Behind empty Strasbourg benches, a fight over whether polluting oil giants or national treasuries should pay for Europe’s €70bn-a-year adaptation is stalling any serious protection plan.
Europe faces an estimated €70bn annual bill to adapt to climate change, but as deadly heatwaves and wildfires intensify across the continent, questions remain over who should pay.
The European Parliament approved €144.1m in aid to Spain, Romania and Cyprus this week to recover from wildfires, floods and heatwaves they faced in 2025, before debating upcoming heat disasters without concrete practical solutions on Wednesday (8 July).
As Europe buried over 1,300 excess deaths from its last heatwave at the end of June, the sole preventive measure the EU’s mostly empty parliament debate could agree on was enhancing firefighting preparedness.
“We must encourage more to become volunteers,” Belgian MEP for the European People’s Party (EPP) Pascal Arimont told colleagues in the final Strasbourg plenary scheduled before summer break, when the fastest warming continent on Earth will be getting much hotter.
In response, the EU commissioner for preparedness and crisis management Hadja Lahbib promised a toolkit to increase heatwave risk awareness and promote volunteering.
Volunteer firefighters make up over 70 percent to 99 percent of total firefighting forces in many European nations, with countries like Portugal (94 percent volunteers), Germany (97 percent), and Austria (99 percent) relying massively on their services.

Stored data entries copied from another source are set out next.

PR #120, opened 2016-07-07
Add openstack metadata to image build

drmaas:
Also:

* filter openstack passwords in packer logs
* support v2 and v3 openstack packer templates

### DIFF
--- a/rosco-core/src/main/groovy/com/netflix/spinnaker/rosco/jobs/JobRequest.groovy
+++ b/rosco-core/src/main/groovy/com/netflix/spinnaker/rosco/jobs/JobRequest.groovy
@@ -26,5 +26,16 @@ import groovy.transform.Immutable
 @CompileStatic
 class JobRequest {
   List<String> tokenizedCommand
+  List<String> maskedPackerParameters = []
+
+  List<String> getMaskedTokenizedCommand() {
+    return tokenizedCommand.collect { String masked ->
+      String key = masked.split('=').first()
+      if (key && key in maskedPackerParameters) {
+        masked = "$key=******".toString()
+      }
+      return masked
+    }
+  }
 }
 
--- a/rosco-core/src/main/groovy/com/netflix/spinnaker/rosco/providers/CloudProviderBakeHandler.groovy
+++ b/rosco-core/src/main/groovy/com/netflix/spinnaker/rosco/providers/CloudProviderBakeHandler.groovy
@@ -185,4 +185,13 @@ abstract class CloudProviderBakeHandler {
     }
     return osVirtualizationSettings.baseImage
   }
+
+  /**
+   * This allows providers to specify Packer variables names whose values will be masked with '******'
+   * in logging output. Subclasses should override this if they need to mask sensitive data sent to Packer.
+   * @return
+   */
+  List<String> getMaskedPackerParameters() {
+    return []
+  }
 }
--- a/rosco-web/config/rosco.yml
+++ b/rosco-web/config/rosco.yml
@@ -202,13 +202,13 @@ openstack:
   bakeryDefaults:
     identityEndpoint: ${OS_AUTH_URL:}
     domainName: Default
-    floatingIpPool: ext_vlan1472_net
+    floatingIpPool: ext_network
     securityGroups: default
-    tenantName: PRD-spinnakeropenstack
+    tenantName: tenant
     insecure: true
     username: ${OS_USERNAME}
     password: ${OS_PASSWORD}
-    templateFile: openstack.json
+    templateFile: openstack-v3.json
     baseImages:
     - baseImage:
         id: vivid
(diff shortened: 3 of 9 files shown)


drmaas:
@spinnaker/reviewers

rosco-web/config/rosco.yml
```diff
@@ -202,25 +202,25 @@ openstack:
   bakeryDefaults:
     identityEndpoint: ${OS_AUTH_URL:}
     domainName: Default
-    floatingIpPool: ext_vlan1472_net
+    floatingIpPool: ext_network
```
derekolk: Can we change these options use environment variables like endpoint?

rosco-core/src/main/groovy/com/netflix/spinnaker/rosco/jobs/JobRequest.groovy
```diff
@@ -26,5 +27,17 @@ import groovy.transform.Immutable
 @CompileStatic
 class JobRequest {
   List<String> tokenizedCommand
+  List<String> packerParameterFilters = []
+
+  List<String> getFilteredTokenizedCommand() {
+    Lists.newArrayList(tokenizedCommand).collect {
```
duftler: What's the reason you need to use `newArrayList` if `tokenizedCommand` is already a `List`?

rosco-core/src/main/groovy/com/netflix/spinnaker/rosco/providers/CloudProviderBakeHandler.groovy
```diff
@@ -185,4 +185,13 @@ abstract class CloudProviderBakeHandler {
     }
     return osVirtualizationSettings.baseImage
   }
+
+  /**
+   * packer variables names whose values will be replaced by '******'.
```
duftler: Please capitalize the start of the comment and add that this only affects logging output.

rosco-core/src/main/groovy/com/netflix/spinnaker/rosco/providers/CloudProviderBakeHandler.groovy
```diff
@@ -185,4 +185,13 @@ abstract class CloudProviderBakeHandler {
...
+   * Subclasses should override this.
+   * @return
+   */
+  List<String> getPackerParameterFilters() {
+    []
```
duftler: Prefer explicit `return` here.

rosco-core/src/main/groovy/com/netflix/spinnaker/rosco/jobs/JobRequest.groovy
duftler: Prefer explicit `return` here.

rosco-web/config/rosco.yml
drmaas: Why? The ones that currently use environment variables are tied to the environment variables that are provided via the openstack rc script that can be downloaded from the web console.

afaik you can do this in Spring boot for environment variables:

```
OPENSTACK_BAKERYDEFAULTS_FLOATINGIPPOOL=ext_network
```

rosco-core/src/main/groovy/com/netflix/spinnaker/rosco/jobs/JobRequest.groovy
```diff
@@ -27,16 +26,16 @@ import groovy.transform.Immutable
 @CompileStatic
 class JobRequest {
   List<String> tokenizedCommand
-  List<String> packerParameterFilters = []
+  List<String> maskedPackerParameters = []
 
-  List<String> getFilteredTokenizedCommand() {
-    Lists.newArrayList(tokenizedCommand).collect {
+  List<String> getMaskedTokenizedCommand() {
+    return tokenizedCommand.collect {
```
duftler: Might be cleaner with: `return tokenizedCommand.collect { String masked ->`

duftler:
LGTM as soon as final comment as addressed.
@derekolk Has your comment been addressed satisfactorily?

rosco-core/src/main/groovy/com/netflix/spinnaker/rosco/jobs/JobRequest.groovy
```diff
@@ -26,5 +26,17 @@ import groovy.transform.Immutable
 @CompileStatic
 class JobRequest {
   List<String> tokenizedCommand
+  List<String> maskedPackerParameters = []
+
+  List<String> getMaskedTokenizedCommand() {
+    return tokenizedCommand.collect {
+      String masked = it
+      String key = it.split('=')[0]
```
duftler: Could also use `.first()` here instead of [0].

rosco-core/src/main/groovy/com/netflix/spinnaker/rosco/jobs/JobRequest.groovy
```diff
@@ -26,5 +26,17 @@ import groovy.transform.Immutable
...
+      if (key && maskedPackerParameters.contains(key)) {
```
duftler: Could use `in` operator instead of `contains()`, but I think it reads fine as-is.

rosco-web/config/rosco.yml
derekolk: I didn't know that these are upstream driven configuration ... Fine with leaving it as a generic default.

derekolk:
@duftler LGTM

duftler:
LGTM.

As of July 2026, following a record-breaking heatwave across the continent, Portugal, France, Spain, Greece and Croatia are battling severe wildfires. This week, the European Commission announced that it mobilised a record of 777 firefighters from 14 European countries to high-risk areas across Cyprus, Greece, Italy, France, Spain and Portugal. The firefighters are already in place or will be deployed in the coming weeks.
Under the EU civil protection mechanism, countries can request assistance, coordinated by Brussels.
‘Europe can’t wait’
Adding to a larger European debate about accessibility of air conditioning, Lahbib also promised a climate adaptation plan to be presented in the autumn.

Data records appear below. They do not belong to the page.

PR #121, opened 2016-07-08
Seperating the building of imageName, appVersionStr and packagesParameter

brujoand:
The rationale for this is that when baking docker images in Rosco the image names ends up quite convoluted, when the desired result is simply having the ami-name as image name, maybe with the possibility to add tags as appVersionStr. By splitting up the building of imageName, appVersionStr and packagesParameter I hope to make it easier to enable provider specific naming conventions. I looked at the possibility of just using 'extended_attributes', but to me this seems like something which will be needed by others also, so I went for the long road instead. 

This is my second stab at groovy so feel free to nitpick. Also, I'm on vacation, so I apologise if response isn't immediate.


lwander:
This might be to early to ask - but how do you plan on including the "organization" in the docker image name? Usually docker images follow the convention

```
<registry.domain>/<organization>/<image>:<tag>
```

Since "organization" is now a first class object in the [Docker Trigger configuration](https://github.com/spinnaker/deck/pull/2306#issuecomment-223418275), it would make sense to surface that somehow here.

brujoand:
Good question. My initial thought would be to expect an ami_name on the form of "myregistry.io/organization/repository" and then override buildImageName by parsing the ami_name. I guess this would be the easiest route, but increases probability of error. It also has to work with subsets of that ami_name etc. 
But this is very much colored by the fact that I hadn't noticed the change in the docker trigger configuration. What's your thoughts on this?

lwander:
I think ideally we would surface Registry (a pre-configured docker account in clouddriver), Organization and Image all as parameters to the build, which will likely be populated by dropdown. Tag will then be a function of package details/commit hash/date/etc... to ensure it's unique. This way it remains consistent with other references to Docker in Spinnaker, and will be easier to integrate with Kubernetes.

brujoand:
Sounds like a good approach to me. Do you see these new arguments passed to the build as explicit docker parameters or added to the extended attributes? 

While on the topic; the handling of docker tags has been puzzling me a bit. Some of those I've talked to wants to be able to use multiple tags pr image. But I guess that could be fitted in the extended attributes. Have you given that part any thought?

lwander:
I think where the parameters go is best left to @duftler (he's OOO so he might not respond for a bit).

When you mean multiple tags per image, do you mean the same (identical contents) image is tagged with several tags? I think that's a good practice in general and we should enable that.

brujoand:
Cool :thumbsup:
Yeah, same contents with multiple tags would be nice.

brujoand:
Merged with master, fixed conflict, squashed commits and pushed with force.

rosco-core/src/main/groovy/com/netflix/spinnaker/rosco/providers/CloudProviderBakeHandler.groovy
```diff
@@ -140,7 +141,21 @@ abstract class CloudProviderBakeHandler {
...
+
+    List<String> packageNameList = bakeRequest?.package_name?.tokenize(" ")
+    def appVersionStr
+
+    def osPackages = packageNameList.collect { name ->
+      PackageNameConverter.buildOsPackageName(selectedOptions.baseImage.packageType, name)
+    }
+
+    if (!osPackages.empty) {
+     appVersionStr = imageNameFactory.buildAppVersionStr(bakeRequest, osPackages.first())
```
duftler: Any reason not to make `imageNameFactory.buildAppVersionStr()` take the full list of packages, instead of extracting the first package here at the call-site, so it is more consistent with its siblings?

rosco-core/src/main/groovy/com/netflix/spinnaker/rosco/providers/util/PackageNameConverter.groovy
```diff
@@ -66,6 +70,7 @@ class PackageNameConverter {
   // For example: nflx-djangobase-enhanced-0.1-h12.170cdbd.all
   public static OsPackageName parseRpmPackageName(String fullyQualifiedPackageName) {
     OsPackageName osPackageName = new OsPackageName()
+    String versionDelimiter = BakeRequest.PackageType.RPM.getVersionDelimiter()
```
duftler: Noticed that you refer to `versionDelimiter` up above against `DEB`, but used `getVersionDelimiter()` here for `RPM`.

rosco-core/src/main/groovy/com/netflix/spinnaker/rosco/providers/util/PackageNameConverter.groovy
```diff
@@ -82,6 +87,9 @@ class PackageNameConverter {
           release = parts.pop()
           version = parts.pop()
           name = parts.join("-")
+          qualifiedName = "${name}${versionDelimiter}${version}-${release}"
```
duftler: Since `qualifiedName` is composed the same way for both package types, maybe just make it a method on `OsPackageName`? It can still return `null` if `release` is missing.

rosco-core/src/main/groovy/com/netflix/spinnaker/rosco/providers/util/ImageNameFactory.groovy
```diff
@@ -16,27 +16,73 @@
...
+    String arch = basePackage.arch ?: "all" // TODO This is defaulted to 'all' since all tests assume this. Skip?
+
+    [ baseName, arch, release, bakeRequest.base_os].findAll{it != "" }.join("-")
+  }
+
+  /**
+   * Returns packagesParameter; the updated list of packages to be used for overriding the passed package list
+   */
+  def buildPackagesParameter(List<PackageNameConverter.OsPackageName> osPackageNames) {
+    if (osPackageNames.empty) return ""
```
duftler: You should verify this, but I think is unnecessary.  `.collect` should return an empty list, which should produce an empty string when `.join` is applied to it.

rosco-core/src/main/groovy/com/netflix/spinnaker/rosco/providers/CloudProviderBakeHandler.groovy
```diff
@@ -140,7 +141,21 @@ abstract class CloudProviderBakeHandler {
     def virtualizationSettings = findVirtualizationSettings(region, bakeRequest)
 
     BakeOptions.Selected selectedOptions = new BakeOptions.Selected(baseImage: findBaseImage(bakeRequest))
-    def (imageName, appVersionStr, packagesParameter) = imageNameFactory.deriveImageNameAndAppVersion(bakeRequest, selectedOptions)
+
+    List<String> packageNameList = bakeRequest?.package_name?.tokenize(" ")
```
duftler: Since `packageNameList` can end up `null`, and the `.collect` down below will return an empty list when applied to it, the `osPackageNames.first()` just inside of `buildImageName()` will likely throw an exception when `package_name` is `null` or an empty string.

duftler: I didn't get to the unit tests yet, but we should probably have explicit tests for a `null` or empty string `package_name`.

duftler: `bakeRequest` can't really be `null` here, so we don't need the null safe navigation between it and `package_name`.

rosco-core/src/test/groovy/com/netflix/spinnaker/rosco/providers/google/GCEBakeHandlerSpec.groovy
```diff
@@ -159,6 +160,9 @@ class GCEBakeHandlerSpec extends Specification {
                                         base_os: "ubuntu",
                                         cloud_provider_type: BakeRequest.CloudProviderType.gce)
       def targetImageName = "kato-x8664-timestamp-ubuntu"
+      def osPackages = bakeRequest.package_name.split(" ").collect { packageName ->
```
duftler: This pattern appears enough that it might make sense to extract it into a utility function for use in all the unit tests.

rosco-core/src/main/groovy/com/netflix/spinnaker/rosco/providers/util/ImageNameFactory.groovy
```diff
@@ -16,27 +16,73 @@
...
+  }
+
+  /**
+   * Produces an imageName either from the BakeRequest.ami_name or the first package to be installed.
+   * This is to be used for naming the image being baked. Note that this function is not required to
+   * return the same image name on multiple invocations with the same bake request
+   */
+  def buildImageName(BakeRequest bakeRequest, List<PackageNameConverter.OsPackageName> osPackageNames) {
+    String timestamp = clock.millis()
+    def emptyBasePackage = new PackageNameConverter.OsPackageName()
```
duftler: This feels a little like abusing the `OsPackageName` model, especially since the `buildOsPackageName()` factory method throws an exception if it's not `DEB` or `RPM`. Maybe add an explicit type there for this use case?
If you decide you really want to keep it this way, you should be able to use: `def emptyBasePackage = new PackageNameConverter.OsPackageName(name: '', arch: 'all')`

rosco-core/src/main/groovy/com/netflix/spinnaker/rosco/providers/util/ImageNameFactory.groovy
```diff
@@ -16,27 +16,73 @@
...
+      arch = "all"
+    }
+
+    PackageNameConverter.OsPackageName basePackage = osPackageNames.first() ?: emptyBasePackage
+
+    String baseName = bakeRequest.ami_name ?: basePackage.name
+    String release = bakeRequest.ami_suffix ?: timestamp
+    String arch = basePackage.arch ?: "all" // TODO This is defaulted to 'all' since all tests assume this. Skip?
+
+    [ baseName, arch, release, bakeRequest.base_os].findAll{it != "" }.join("-")
```
duftler: Removing the leading space before `baseName`, or adding a trailing space after `bakeRequest.base_os`, would increase readability. Same for the space surrounding `it != ""`.

rosco-core/src/main/groovy/com/netflix/spinnaker/rosco/providers/util/ImageNameFactory.groovy
```diff
@@ -16,27 +16,73 @@
...
+    def emptyBasePackage = new PackageNameConverter.OsPackageName()
+    emptyBasePackage.with {
+      name = ""
+      arch = "all"
+    }
+
+    PackageNameConverter.OsPackageName basePackage = osPackageNames.first() ?: emptyBasePackage
+
+    String baseName = bakeRequest.ami_name ?: basePackage.name
+    String release = bakeRequest.ami_suffix ?: timestamp
```
duftler: Might be more readable to have the order here match the order they are used in composing the image name down below.

rosco-core/src/main/groovy/com/netflix/spinnaker/rosco/providers/util/ImageNameFactory.groovy
duftler: Since the test you're using here is `it != ""`, this leaves us open to concatenating `null` when one of the items in the list is explicitly `null`. While this looks impossible with the current path to this line, I think it would be more future-proof if the test were actually just `it`. Then the result would be false for both an empty string and a `null`.

rosco-core/src/test/groovy/com/netflix/spinnaker/rosco/providers/util/ImageNameFactorySpec.groovy
```diff
@@ -142,15 +155,20 @@ class DefaultImageNameFactorySpec extends Specification {
...
                                         base_os: "ubuntu")
 
+      def osPackages = bakeRequest.package_name.split(" ").collect { packageName ->
+        PackageNameConverter.parseDebPackageName(packageName)
+      }
+
     when:
-      def (imageName, appVersionStr, packagesParameter) = imageNameFactory.deriveImageNameAndAppVersion(bakeRequest, selectedOptions)
+      def imageName = imageNameFactory.buildImageName(bakeRequest, osPackages)
+      def appVersionStr= imageNameFactory.buildAppVersionStr(bakeRequest, osPackages.head())
```
duftler: Using `head()` in some spots and `first()` in others may result in future readers searching around to see if they behave the same. We should probably just stick to one (I prefer `first()` but don't feel that strongly about it).

rosco-core/src/main/groovy/com/netflix/spinnaker/rosco/providers/CloudProviderBakeHandler.groovy
```diff
@@ -140,7 +141,21 @@ abstract class CloudProviderBakeHandler {
...
+    def appVersionStr
+
+    def osPackages = packageNameList.collect { name ->
```
duftler: Any reason not to call this `osPackageNames`, like the parameter names in the methods it is passed to?

rosco-core/src/test/groovy/com/netflix/spinnaker/rosco/providers/aws/AWSBakeHandlerSpec.groovy
```diff
@@ -628,7 +672,7 @@ class AWSBakeHandlerSpec extends Specification {
         aws_target_ami: targetImageName,
         repository: DEBIAN_REPOSITORY,
         package_type: BakeRequest.PackageType.DEB.packageType,
-        packages: fullyQualifiedPackageName,
+        packages: unqualifiedPackageName,
```
duftler: What is the reason that this particular `package_name` parameter now results in an unqualified package name being returned?
It looks like it's just because of this change: `1 * imageNameFactoryMock.buildPackagesParameter(osPackages) >> unqualifiedPackageName`
But why is that change made to the particular test case?

rosco-core/src/test/groovy/com/netflix/spinnaker/rosco/providers/google/GCEBakeHandlerSpec.groovy
```diff
@@ -503,8 +545,9 @@ class GCEBakeHandlerSpec extends Specification {
       gceBakeHandler.producePackerCommand(REGION, bakeRequest)
 
     then:
-    1 * imageNameFactoryMock.deriveImageNameAndAppVersion(bakeRequest, _) >> [targetImageName, null, PACKAGES_NAME]
-      IllegalArgumentException e = thrown()
+    1 * imageNameFactoryMock.buildImageName(bakeRequest, osPackages) >> targetImageName
```
duftler: These 3 lines should be indented 2 more spaces.

rosco-core/src/test/groovy/com/netflix/spinnaker/rosco/providers/util/ImageNameFactorySpec.groovy
```diff
@@ -124,13 +133,17 @@ class DefaultImageNameFactorySpec extends Specification {
...
+      def imageNameFactory = new ImageNameFactory(clock: clockMock)
       def bakeRequest = new BakeRequest(package_name: "reno-server",
                                         base_os: "ubuntu")
 
+    def osPackage = PackageNameConverter.parseDebPackageName(bakeRequest.package_name)
+
     when:
-      def (imageName, appVersionStr, packagesParameter) = imageNameFactory.deriveImageNameAndAppVersion(bakeRequest, selectedOptions)
+      def imageName = imageNameFactory.buildImageName(bakeRequest, [osPackage])
+      print(imageName)
```
duftler: Extraneous?

rosco-core/src/test/groovy/com/netflix/spinnaker/rosco/providers/util/ImageNameFactorySpec.groovy
```diff
@@ -279,13 +318,17 @@ class DefaultImageNameFactorySpec extends Specification {
...
       def bakeRequest = new BakeRequest(package_name: "nflx-djangobase-enhanced-0.1-3.all kato redis-server",
                                         base_os: "centos")
+      def osPackages = bakeRequest.package_name.split(" ").collect { packageName ->
+        PackageNameConverter.parseRpmPackageName(packageName)
+      }
 
     when:
-      def (imageName, appVersionStr, packagesParameter) = imageNameFactory.deriveImageNameAndAppVersion(bakeRequest, selectedOptions)
+      def imageName = imageNameFactory.buildImageName(bakeRequest, osPackages)
+      def appVersionStr= imageNameFactory.buildAppVersionStr(bakeRequest, osPackages.head())
```
duftler: Missing a space before the `=`.

rosco-core/src/test/groovy/com/netflix/spinnaker/rosco/providers/util/ImageNameFactorySpec.groovy
```diff
@@ -259,15 +294,19 @@ class DefaultImageNameFactorySpec extends Specification {
...
                                         commit_hash: "170cdbd",
                                         base_os: "centos")
+      def osPackages = bakeRequest.package_name.split(" ").collect { packageName ->
+        PackageNameConverter.parseRpmPackageName(packageName)
+      }
 
     when:
-      def (imageName, appVersionStr, packagesParameter) = imageNameFactory.deriveImageNameAndAppVersion(bakeRequest, selectedOptions)
+      def imageName = imageNameFactory.buildImageName(bakeRequest, osPackages)
+      def appVersionStr= imageNameFactory.buildAppVersionStr(bakeRequest, osPackages.head())
```
duftler: Missing a space before the =.

rosco-core/src/test/groovy/com/netflix/spinnaker/rosco/providers/util/ImageNameFactorySpec.groovy
```diff
@@ -240,14 +272,17 @@ class DefaultImageNameFactorySpec extends Specification {
...
       def bakeRequest = new BakeRequest(package_name: "nflx-djangobase-enhanced-0.1-3.all",
                                         build_number: "12",
                                         base_os: "centos")
 
+      def osPackage = PackageNameConverter.parseRpmPackageName(bakeRequest.package_name)
+
     when:
-      def (imageName, appVersionStr, packagesParameter) = imageNameFactory.deriveImageNameAndAppVersion(bakeRequest, selectedOptions)
+      def imageName = imageNameFactory.buildImageName(bakeRequest, [osPackage])
+      def appVersionStr= imageNameFactory.buildAppVersionStr(bakeRequest, osPackage)
```
duftler: Missing a space before the =.

rosco-core/src/test/groovy/com/netflix/spinnaker/rosco/providers/util/ImageNameFactorySpec.groovy
```diff
@@ -220,15 +249,18 @@ class DefaultImageNameFactorySpec extends Specification {
...
                                         build_number: "12",
                                         commit_hash: "170cdbd",
                                         base_os: "centos")
 
+      def osPackage = PackageNameConverter.parseRpmPackageName(bakeRequest.package_name)
+
     when:
-      def (imageName, appVersionStr, packagesParameter) = imageNameFactory.deriveImageNameAndAppVersion(bakeRequest, selectedOptions)
+      def imageName = imageNameFactory.buildImageName(bakeRequest, [osPackage])
+      def appVersionStr= imageNameFactory.buildAppVersionStr(bakeRequest, osPackage)
```
duftler: Missing a space before the =.

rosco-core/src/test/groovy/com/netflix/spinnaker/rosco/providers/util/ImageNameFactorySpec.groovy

“We must protect our citizens, and particularly those living also in urban areas by making our cities, buildings, and public spaces more resilient,” she said.

The European Commission’s July 2025 EU budget proposal for the 2028-2034 period amounts to almost €2 trillion, 35 percent of which should be devoted to climate measures.
But no agreement has been reached, with some member states, including Germany, the Netherlands, Denmark, and Sweden, arguing that the proposed budget is too high.
“Europe can’t wait. We are looking forward to the next budget, and in those negotiations we see who wants to protect people,” Socialist and Democrats (S&D) leader Iratxe García Pérez told Strasbourg’s parliament.

The S&D had demanded a law to be implemented to protect workers exposed to the heat, while the Greens and far-right Europe of Sovereign Nations hoped to have caps for maximum temperatures in workplaces and a climate adaptation fund in the upcoming budget.
“There’s a strict industry rule that a server in a data centre may never get warmer than 27 degrees…we have never written an equivalent rule to protect people,” Belgian MEP for the Greens Sara Matthieu told EUobserver.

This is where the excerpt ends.